• Aim of the exercise: Could you return all of the records exactly as they stand?

(Collected data entries)

PR #3547, opened 2026-02-12
Close button in mobile view of nested menu

rishisulakhe:
Issue: #2724 

# Description
In nested menu mobile view close button 'x' was missing

# Before/After

<table>
  <tr>
    <td align="center"><b>Before</b></td>
    <td align="center"><b>After</b></td>
  </tr>
  <tr>
  <td>
image
</td>
    <td>
image
</td>
<tr>
</table>

# Checklist

- [X] I have read the [contributing guidelines](https://github.com/antiwork/gumroad/blob/main/CONTRIBUTING.md)
- [X] I have watched [Gumroad PR review livestreams](https://www.youtube.com/@anti-work)
- [X] I have performed a self-review and left review comments on my PR
- [ ] I have added/updated tests for my changes

---

# AI Disclosure
No ai was used

PR #1851, opened 2025-10-29
 chore: migrate  _nested_menu.scss to Tailwind 

rishisulakhe:
Part of #1055 
Delete _nested_menu.scss and apply the same styles using Tailwind - Its only used in one component( NestedMenu.tsx)

#  Before vs After (Camparison 1:1)

<table>
  <tr>
    <td align="center"><b>Before</b></td>
    <td align="center"><b>After</b></td>
  </tr>
  <tr>
  <td>
image
</td>
    <td>
image
</td>
  </tr>
   <tr>
 <td>
Screenshot 2025-10-15 134438
</td>
    <td>
image
</td>
  </tr>
   <tr>
  <td>
image
</td>
    <td>
image
</td>
  </tr>
   <tr>
    <td>
image
</td>
    <td>
image
</td>
  </tr>
   <tr>
    <td>
image
</td>
    <td>
image</td>
  </tr>
   <tr>
    <td>
image
</td>
    <td>
image
</td>
  </tr>
</table>

# Demo
### Dark-mode

https://github.com/user-attachments/assets/36e31f3b-b00d-4ac7-9e48-52123d3dc411

### Light-mode

https://github.com/user-attachments/assets/3975cc20-51e0-4456-8584-415a163f4500

## Mobile
Now we don't need the 'X' for closing, clicking the backdrop or 'ESC' will close the sidebar.

https://github.com/user-attachments/assets/bdba328c-7773-456b-98ca-678130089641

## AI Disclosure:
Claude code used to find relevant files then reviewed/updated and verified that no file is missing to update.

PR #3643, opened 2026-02-17
Add close button to nested menu overlay sidebar

### LINKED ISSUE #2724: Issues in Nested Menu
I noticed a different color for the menu(Nested Menu) on the site. As this is something I was also working on (#2068 - Migrating *_nested_menu.scss* to Tailwind), I also found a few more issues too, listing them all below.

### 1.Color mismatch

**Current** - The menu button's background color now is the same as the overall background color but that wasn't the case before. It had color same as search bar's color.
**Expected** - The menu button's background color to be the same as the one applied to search bar.

 <table>
   <tr>
     <td></td>
     <td></td>
   </tr>
 </table>

### 2.Close button removed

**Current** - The close button that existed before isn't there in the sidebar. I don't think that was intended, was it?
**Expected** - A close button to close the sidebar.

<br />
<br />

### 3.Code clean up
I noticed there's some bits of code in the merged PR that could be removed like the redundant `<div>` tag and the prop `menuTop`.

**Notes**:
Small fixes, except maybe 2 but an easy fix. I think a different approach is taken that modifies the `Sheet` component.

285729101:
Fixes #2724 (close button)

## Summary

The overlay sidebar for the nested menu (shown on mobile/smaller screens) lost its close button during the Tailwind migration in #1851. This restores the X button, matching the [Figma design](https://www.figma.com/design/cqBGWkI4iZe47mhvrEF1SY/Discover-on-homepage?node-id=832-26998&t=JxqMqbpJVWyKT48f-4) shared by @laugardie.

### Changes

- **Close button**: Added `SheetCloseButton` — a reusable close button extracted from `SheetHeader` — and placed it inside the `OverlayMenu` sidebar at the top-right (`absolute right-4 top-4`). This uses Radix's `Dialog.Close` so it works with the existing `Sheet`/`Dialog.Root` state management. The button is inside the sidebar panel (not the overlay), so it remains visible on narrow devices like the Samsung Galaxy Fold.
- **Refactored `SheetHeader`**: Now uses the shared `SheetCloseButton` component, reducing duplication.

• Problem solution:
PR #3547, opened 2026-02-12
Close button in mobile view of nested menu

rishisulakhe:
Issue: #2724 

# Description
In nested menu mobile view close button 'x' was missing

# Before/After

<table>
  <tr>
    <td align="center"><b>Before</b></td>
    <td align="center"><b>After</b></td>
  </tr>
  <tr>
  <td>
image
</td>
    <td>
image
</td>
<tr>
</table>

# Checklist

- [X] I have read the [contributing guidelines](https://github.com/antiwork/gumroad/blob/main/CONTRIBUTING.md)
- [X] I have watched [Gumroad PR review livestreams](https://www.youtube.com/@anti-work)
- [X] I have performed a self-review and left review comments on my PR
- [ ] I have added/updated tests for my changes

---

# AI Disclosure
No ai was used

PR #1851, opened 2025-10-29
 chore: migrate  _nested_menu.scss to Tailwind 

rishisulakhe:
Part of #1055 
Delete _nested_menu.scss and apply the same styles using Tailwind - Its only used in one component( NestedMenu.tsx)

#  Before vs After (Camparison 1:1)

<table>
  <tr>
    <td align="center"><b>Before</b></td>
    <td align="center"><b>After</b></td>
  </tr>
  <tr>
  <td>
image
</td>
    <td>
image
</td>
  </tr>
   <tr>
 <td>
Screenshot 2025-10-15 134438
</td>
    <td>
image
</td>
  </tr>
   <tr>
  <td>
image
</td>
    <td>
image
</td>
  </tr>
   <tr>
    <td>
image
</td>
    <td>
image
</td>
  </tr>
   <tr>
    <td>
image
</td>
    <td>
image</td>
  </tr>
   <tr>
    <td>
image
</td>
    <td>
image
</td>
  </tr>
</table>

# Demo
### Dark-mode

https://github.com/user-attachments/assets/36e31f3b-b00d-4ac7-9e48-52123d3dc411

### Light-mode

https://github.com/user-attachments/assets/3975cc20-51e0-4456-8584-415a163f4500

## Mobile
Now we don't need the 'X' for closing, clicking the backdrop or 'ESC' will close the sidebar.

https://github.com/user-attachments/assets/bdba328c-7773-456b-98ca-678130089641

## AI Disclosure:
Claude code used to find relevant files then reviewed/updated and verified that no file is missing to update.

PR #3643, opened 2026-02-17
Add close button to nested menu overlay sidebar

### LINKED ISSUE #2724: Issues in Nested Menu
I noticed a different color for the menu(Nested Menu) on the site. As this is something I was also working on (#2068 - Migrating *_nested_menu.scss* to Tailwind), I also found a few more issues too, listing them all below.

### 1.Color mismatch

**Current** - The menu button's background color now is the same as the overall background color but that wasn't the case before. It had color same as search bar's color.
**Expected** - The menu button's background color to be the same as the one applied to search bar.

 <table>
   <tr>
     <td></td>
     <td></td>
   </tr>
 </table>

### 2.Close button removed

**Current** - The close button that existed before isn't there in the sidebar. I don't think that was intended, was it?
**Expected** - A close button to close the sidebar.

<br />
<br />

### 3.Code clean up
I noticed there's some bits of code in the merged PR that could be removed like the redundant `<div>` tag and the prop `menuTop`.

**Notes**:
Small fixes, except maybe 2 but an easy fix. I think a different approach is taken that modifies the `Sheet` component.

285729101:
Fixes #2724 (close button)

## Summary

The overlay sidebar for the nested menu (shown on mobile/smaller screens) lost its close button during the Tailwind migration in #1851. This restores the X button, matching the [Figma design](https://www.figma.com/design/cqBGWkI4iZe47mhvrEF1SY/Discover-on-homepage?node-id=832-26998&t=JxqMqbpJVWyKT48f-4) shared by @laugardie.

### Changes

- **Close button**: Added `SheetCloseButton` — a reusable close button extracted from `SheetHeader` — and placed it inside the `OverlayMenu` sidebar at the top-right (`absolute right-4 top-4`). This uses Radix's `Dialog.Close` so it works with the existing `Sheet`/`Dialog.Root` state management. The button is inside the sidebar panel (not the overlay), so it remains visible on narrow devices like the Samsung Galaxy Fold.
- **Refactored `SheetHeader`**: Now uses the shared `SheetCloseButton` component, reducing duplication.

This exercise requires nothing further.